+++ The records

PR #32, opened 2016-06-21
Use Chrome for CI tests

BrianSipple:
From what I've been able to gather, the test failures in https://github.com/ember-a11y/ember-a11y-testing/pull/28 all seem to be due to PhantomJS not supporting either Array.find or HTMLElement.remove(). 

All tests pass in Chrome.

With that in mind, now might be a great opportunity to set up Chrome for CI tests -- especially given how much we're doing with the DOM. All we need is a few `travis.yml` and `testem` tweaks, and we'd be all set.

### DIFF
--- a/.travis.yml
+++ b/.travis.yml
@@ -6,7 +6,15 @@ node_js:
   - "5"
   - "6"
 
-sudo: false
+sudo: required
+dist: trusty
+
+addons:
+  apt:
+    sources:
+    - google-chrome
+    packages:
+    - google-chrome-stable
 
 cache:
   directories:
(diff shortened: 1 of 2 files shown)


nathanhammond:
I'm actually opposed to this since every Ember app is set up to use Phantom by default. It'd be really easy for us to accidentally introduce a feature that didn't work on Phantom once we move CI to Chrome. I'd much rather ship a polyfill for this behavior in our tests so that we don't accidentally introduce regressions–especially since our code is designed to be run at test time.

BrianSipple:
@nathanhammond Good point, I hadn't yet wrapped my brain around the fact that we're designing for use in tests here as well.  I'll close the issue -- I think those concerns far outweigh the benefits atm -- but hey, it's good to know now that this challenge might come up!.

++++++
+++ The records

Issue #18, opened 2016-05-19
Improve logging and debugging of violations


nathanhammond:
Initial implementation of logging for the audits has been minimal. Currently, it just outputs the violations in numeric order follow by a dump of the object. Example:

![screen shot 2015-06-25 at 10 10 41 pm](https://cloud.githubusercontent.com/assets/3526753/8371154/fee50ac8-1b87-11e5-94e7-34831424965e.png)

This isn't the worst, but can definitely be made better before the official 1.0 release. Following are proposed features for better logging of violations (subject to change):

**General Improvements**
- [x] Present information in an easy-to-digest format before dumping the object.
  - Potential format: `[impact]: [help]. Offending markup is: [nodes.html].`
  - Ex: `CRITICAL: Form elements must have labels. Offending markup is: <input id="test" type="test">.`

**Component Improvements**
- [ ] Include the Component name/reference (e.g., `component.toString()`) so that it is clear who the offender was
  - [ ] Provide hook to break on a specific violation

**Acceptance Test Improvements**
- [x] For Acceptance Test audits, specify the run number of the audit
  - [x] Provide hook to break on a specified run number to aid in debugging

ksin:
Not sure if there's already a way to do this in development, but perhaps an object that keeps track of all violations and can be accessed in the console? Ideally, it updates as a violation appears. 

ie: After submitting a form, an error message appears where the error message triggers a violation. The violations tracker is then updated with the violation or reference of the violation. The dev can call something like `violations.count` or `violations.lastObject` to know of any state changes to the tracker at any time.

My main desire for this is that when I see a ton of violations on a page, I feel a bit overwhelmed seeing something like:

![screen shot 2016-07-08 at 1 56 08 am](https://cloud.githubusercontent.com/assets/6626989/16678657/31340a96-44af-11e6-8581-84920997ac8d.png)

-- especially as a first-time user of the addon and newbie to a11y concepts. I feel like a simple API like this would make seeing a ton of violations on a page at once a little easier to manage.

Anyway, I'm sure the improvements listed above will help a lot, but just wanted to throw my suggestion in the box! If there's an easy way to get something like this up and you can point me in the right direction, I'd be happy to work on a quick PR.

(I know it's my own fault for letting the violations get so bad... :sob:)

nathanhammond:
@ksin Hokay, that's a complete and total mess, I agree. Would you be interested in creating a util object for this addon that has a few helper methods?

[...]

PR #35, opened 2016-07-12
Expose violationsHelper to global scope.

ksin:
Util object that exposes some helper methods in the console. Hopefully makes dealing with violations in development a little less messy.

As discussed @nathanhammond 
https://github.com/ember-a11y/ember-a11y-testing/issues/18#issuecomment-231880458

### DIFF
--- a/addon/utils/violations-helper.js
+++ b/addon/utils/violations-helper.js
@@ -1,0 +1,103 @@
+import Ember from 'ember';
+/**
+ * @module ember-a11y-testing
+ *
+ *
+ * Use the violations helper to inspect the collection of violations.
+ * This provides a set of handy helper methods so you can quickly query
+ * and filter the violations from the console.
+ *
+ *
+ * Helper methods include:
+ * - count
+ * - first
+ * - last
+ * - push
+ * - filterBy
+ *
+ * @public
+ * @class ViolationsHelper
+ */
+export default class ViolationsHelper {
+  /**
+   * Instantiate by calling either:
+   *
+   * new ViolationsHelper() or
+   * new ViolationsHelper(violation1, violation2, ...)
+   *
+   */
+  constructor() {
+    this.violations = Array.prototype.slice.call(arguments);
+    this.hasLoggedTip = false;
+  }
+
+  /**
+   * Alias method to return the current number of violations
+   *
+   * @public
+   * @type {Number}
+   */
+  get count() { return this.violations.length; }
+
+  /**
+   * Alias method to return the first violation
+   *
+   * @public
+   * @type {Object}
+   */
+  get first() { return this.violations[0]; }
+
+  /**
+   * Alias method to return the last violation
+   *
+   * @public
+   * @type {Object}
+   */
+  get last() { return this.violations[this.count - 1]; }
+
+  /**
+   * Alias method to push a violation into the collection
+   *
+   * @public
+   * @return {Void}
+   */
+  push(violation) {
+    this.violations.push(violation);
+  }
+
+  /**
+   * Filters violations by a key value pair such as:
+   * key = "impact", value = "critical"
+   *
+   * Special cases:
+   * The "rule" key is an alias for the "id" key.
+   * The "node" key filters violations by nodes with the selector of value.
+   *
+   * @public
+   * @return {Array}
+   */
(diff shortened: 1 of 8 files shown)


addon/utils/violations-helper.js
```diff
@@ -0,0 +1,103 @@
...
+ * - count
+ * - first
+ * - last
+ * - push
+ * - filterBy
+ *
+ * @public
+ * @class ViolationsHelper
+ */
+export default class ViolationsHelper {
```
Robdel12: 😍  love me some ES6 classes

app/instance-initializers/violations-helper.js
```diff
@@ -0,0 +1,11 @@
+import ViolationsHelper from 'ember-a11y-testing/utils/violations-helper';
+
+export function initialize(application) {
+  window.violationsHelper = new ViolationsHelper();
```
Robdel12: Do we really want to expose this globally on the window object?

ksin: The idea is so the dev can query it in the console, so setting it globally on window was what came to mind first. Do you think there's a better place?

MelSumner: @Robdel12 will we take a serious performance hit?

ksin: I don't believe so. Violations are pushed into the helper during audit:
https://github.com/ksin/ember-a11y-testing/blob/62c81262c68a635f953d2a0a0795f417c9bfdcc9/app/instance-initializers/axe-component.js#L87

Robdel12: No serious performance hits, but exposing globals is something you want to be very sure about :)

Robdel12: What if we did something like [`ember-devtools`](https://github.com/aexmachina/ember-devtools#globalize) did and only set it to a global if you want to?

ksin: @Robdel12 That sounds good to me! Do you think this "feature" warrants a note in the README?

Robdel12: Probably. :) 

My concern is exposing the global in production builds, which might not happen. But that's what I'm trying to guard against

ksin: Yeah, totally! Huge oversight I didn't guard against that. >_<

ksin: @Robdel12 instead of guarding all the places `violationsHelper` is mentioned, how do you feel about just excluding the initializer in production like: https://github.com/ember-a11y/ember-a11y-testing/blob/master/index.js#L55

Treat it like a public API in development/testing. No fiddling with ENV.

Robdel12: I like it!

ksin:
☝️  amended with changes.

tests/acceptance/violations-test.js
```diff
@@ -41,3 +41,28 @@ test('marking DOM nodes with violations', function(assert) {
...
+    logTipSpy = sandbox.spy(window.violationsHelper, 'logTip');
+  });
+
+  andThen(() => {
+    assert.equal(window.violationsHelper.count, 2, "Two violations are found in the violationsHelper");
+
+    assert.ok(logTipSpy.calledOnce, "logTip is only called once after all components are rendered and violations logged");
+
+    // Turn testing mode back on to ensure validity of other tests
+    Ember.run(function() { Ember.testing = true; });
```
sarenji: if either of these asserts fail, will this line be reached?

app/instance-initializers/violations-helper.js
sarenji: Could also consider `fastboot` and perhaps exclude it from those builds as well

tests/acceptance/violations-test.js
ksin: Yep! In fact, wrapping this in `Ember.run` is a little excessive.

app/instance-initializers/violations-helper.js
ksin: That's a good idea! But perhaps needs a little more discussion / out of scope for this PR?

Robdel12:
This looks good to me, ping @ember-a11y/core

++++++

Count up the lines in the records that contain the word "opened" and reply with that figure only.

3